Task details
Should a line below contain the word "workaround", report it.

Dataset entries:
PR #324, opened 2017-01-10
Fixes #16890 - prevent discovery of managed hosts

lzap:
Users were reporting inconsistent records, I implemented dirty workaround the other day:

https://github.com/theforeman/foreman_discovery/pull/311

Now I found the root cause finally, when existing (managed) host was there,
discovery process treated it as discovered host and made some changes
incorrecty. This patch prevents that, adds a test and removes the dirty
workaround.

### DIFF
--- a/app/models/host/discovered.rb
+++ b/app/models/host/discovered.rb
@@ -30,10 +30,6 @@ class Host::Discovered < ::Host::Base
     where(taxonomy_conditions).order("hosts.created_at DESC")
   }
 
-  before_destroy { |record|
-    record.update_attribute(:managed, false)
-  }
-
   def self.import_host facts
     raise(::Foreman::Exception.new(N_("Invalid facts, must be a Hash"))) unless facts.is_a?(Hash)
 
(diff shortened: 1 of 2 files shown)


app/models/host/discovered.rb
```diff
@@ -54,13 +50,13 @@ def self.import_host facts
...
     hosts = ::Nic::Managed.where(:mac => bootif_mac, :primary => true)
-    if hosts.size == 0
+    if hosts.empty?
       host = Host.new(:name => hostname, :type => "Host::Discovered")
     else
       Rails.logger.warn "Multiple discovered hosts found with MAC address #{name_fact}, choosing one" if hosts.size > 1
       host = hosts.first.host
     end
-    host.type = "Host::Discovered"
+    raise ::Foreman::Exception.new(N_("Host already exists as managed: #{host.name}/#{bootif_mac}")) if host.type != "Host::Discovered"
```
timogoebel, line 59: .new("Host already exists as managed: %s", "#{host.name}/#{bootif_mac}")

to generate the ERF code correctly?

timogoebel (changes requested):

app/models/host/discovered.rb
dLobatog: I'll do this on merge

dLobatog:
Merged as 210f143bc85c58caeb67e8bf9a5cc2edbe764683 thanks @lzap & @timogoebel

Task solution
Users were reporting inconsistent records, I implemented dirty workaround the other day:
workaround.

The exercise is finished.